PR #7537, opened 2026-07-08
perf(weave): skip latest alias write for content objects in calls_complete

gtarpenning:
## Summary
- Content refs pin the version digest (`base64_content_conversion._content_ref`), so content objects are never resolved via the `latest` alias.
- `_flush_content_objs` now calls `obj_create_batch(..., write_latest_alias=False)`, dropping one CH insert per `calls_complete` batch on the ingest hot path.
- Read-transparent: the objects query builder's `is_latest` has a computed most-recent-version fallback, so `obj_read("latest")` and `latest_only` still resolve the sole version without an alias row.

## Testing
Updated `test_calls_complete_batches_content_object_inserts` to assert zero alias inserts/rows and that `latest` still resolves to the version via the computed fallback.

## QA validation (zoo-qa)
Deployed on multi-qa (zoo-qa) via core#47636, verified live via `/version`; A/B vs master.

| master `8400594` (2.78s, 20 SQL queries) | PR `4840b6e` (1.78s, 14 SQL queries) |
|---|---|
| master | pr |

Server-side Datadog spans, per `calls/complete` batch embedding content objects, grouped by build version:

| build | `aliases` | `object_versions` | `files` | full-batch traces |
|---|---|---|---|---|
| master `8400594` | 1 | 1 | 1 | 3/4 |
| PR `4840b6e` | 0 | 1 | 1 | 7/8 |

PR drops the `aliases` INSERT to 0 while `object_versions`/`files` still fire (object write path intact, only the latest-alias write skipped; the 1 bare trace on each build is a content-ref cache hit). Endpoint `@duration` P50 1.87s -> 1.76s; no new error classes on the PR build. Traces: [master](https://us5.datadoghq.com/apm/trace/257aa411722c62d09f222bfc60e10f07) / [PR](https://us5.datadoghq.com/apm/trace/51143537976376d0c903fca880328a04).

**Frontend render check (QA weave UI):** content objects written without an alias row still render and resolve `latest` via the computed fallback.

| object renders in the call view | Versions tab: empty `Aliases`, still resolves |
|---|---|
| object render | versions |

### DIFF
--- a/tests/trace_server/test_calls_complete.py
+++ b/tests/trace_server/test_calls_complete.py
@@ -661,7 +661,8 @@ def test_calls_complete_batches_content_object_inserts(
 
     Duplicate content across calls in the batch collapses to the same ref,
     and the whole batch issues exactly one insert into object_versions and
-    one into aliases instead of one pair of inserts per object.
+    none into aliases: content refs pin the version digest, so the "latest"
+    alias is never written or read for these objects.
     """
     project_id = f"{TEST_ENTITY}/calls_complete_batched_objects"
     internal_project_id = b64(project_id)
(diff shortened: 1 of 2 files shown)


rgao-coreweave (approved):
👍Great optimization, thakns!

PR #7539, opened 2026-07-08
fix(weave): stabilize client-side digests across non-string dict keys

gtarpenning:
## Summary
- `/obj/create` returned 409 `DigestMismatchError` when an object (e.g. a scorer with an int-keyed label map) carried non-string dict keys.
- Client hashed the in-memory val; the server hashed it after a JSON round-trip, which stringifies keys before `sort_keys`. Keys whose numeric vs lexicographic order differs (`{1,2,10}`) diverged.
- Fix: hash over `canonical_json` (a JSON round-trip) so both sides agree. Plain string-keyed digests are byte-for-byte unchanged, so no stored digest changes.
- Jira: [WB-37011](https://coreweave.atlassian.net/browse/WB-37011)

## Testing
adds red-then-green digest round-trip invariance tests + a server-level obj_create repro (int keys).

[WB-37011]: https://coreweave.atlassian.net/browse/WB-37011?atlOrigin=eyJpIjoiNWRkNTljNzYxNjVmNDY3MDlhMDU5Y2ZhYzA5YTRkZjUiLCJwIjoiZ2l0aHViLWNvbS1KU1cifQ

### DIFF
--- a/weave/shared/digest.py
+++ b/weave/shared/digest.py
@@ -36,6 +36,17 @@ def str_digest(json_val: str) -> str:
     return bytes_digest(json_val.encode())
 
 
+def canonical_json(val: Any) -> str:
+    """Serialize val the way the server sees it after transport.
+
+    The client hashes an in-memory value while the server hashes the same
+    value after it round-trips through JSON over the wire, which coerces
+    non-string dict keys to strings before sort_keys orders them. Round-tripping
+    here keeps both sides byte-identical regardless of key types.
+    """
+    return json.dumps(json.loads(json.dumps(val)), sort_keys=True)
+
+
 @dataclass(slots=True, frozen=True)
 class ObjectDigestResult:
     """Deterministic digest data for object-create style payloads."""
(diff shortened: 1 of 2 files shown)


weave/shared/digest.py
```diff
@@ -36,6 +36,17 @@ def str_digest(json_val: str) -> str:
     return bytes_digest(json_val.encode())
 
 
+def canonical_json(val: Any) -> str:
```
andrewtruong, line 39: hmm this seems expensive.  Why do we need to do this?  Is there a better way?

gtarpenning: i asked claude the same thing and apparently no

gtarpenning: 🤖 good catch. this helper is shared, and the server hits it per-row on `table_create` / per-object on `obj_create`, where keys are already strings post-parse so the round-trip is pure waste there (~3x the JSON CPU on ingest). gated it on an actual non-string key in b02977861c: all-string payloads (every server call, ~all client payloads) take a single `json.dumps(sort_keys=True)`, byte-identical to the stored digests; the round-trip only fires for the rare non-string-key case that caused the 409.

andrewtruong (approved):

PR #171, opened 2018-02-15
Expose floor data in the schema

sleepycat:
As advertised, exposes newly added floor data via the schema.

### DIFF
--- a/api/src/schema/index.js
+++ b/api/src/schema/index.js
@@ -19,6 +19,18 @@ const Schema = i18n => {
       airFlowRateCfm: Float
     }
 
+    type Floor {
+      label: String
+      nominalRsi: Float
+      nominalR: Float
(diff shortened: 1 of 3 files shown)


api/src/schema/index.js
```diff
@@ -19,6 +19,18 @@ const Schema = i18n => {
       airFlowRateCfm: Float
     }
 
+    type Floor {
+      label: String
+      nominalRsi: Float
```
JasonMWhite: this should be `insulationNominalRsi`

api/src/schema/index.js
```diff
@@ -19,6 +19,18 @@ const Schema = i18n => {
...
+      nominalR: Float
+      effectiveRsi: Float
```
JasonMWhite: `insulationEffectiveRsi`

PR #173, opened 2018-02-15
centralize custom exceptions

buckley-w-david:
This PR starts peeling off sections of #168. It adds a new file that stores custom exceptions used in `energuide`

### DIFF
--- a/python/src/energuide/exceptions.py
+++ b/python/src/energuide/exceptions.py
@@ -1,0 +1,14 @@
+class InvalidGroupSizeException(Exception):
+    pass
+
+
+class InvalidInputDataException(Exception):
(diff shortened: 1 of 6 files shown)


python/src/energuide/exceptions.py
```diff
@@ -0,0 +1,14 @@
+class InvalidGroupSizeException(Exception):
+    pass
+
+
+class InvalidInputDataException(Exception):
+    pass
+
+
+class InvalidEmbeddedDataTypeException(Exception):
```
JasonMWhite: We should probably have a custom base class for all our custom exceptions, so at a root level we can just catch the one base class.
========================================================================
» **Exercise**
Across all the records above, find each line with "approved" in it and copy it.

» **Finished task**
rgao-coreweave (approved):
andrewtruong (approved):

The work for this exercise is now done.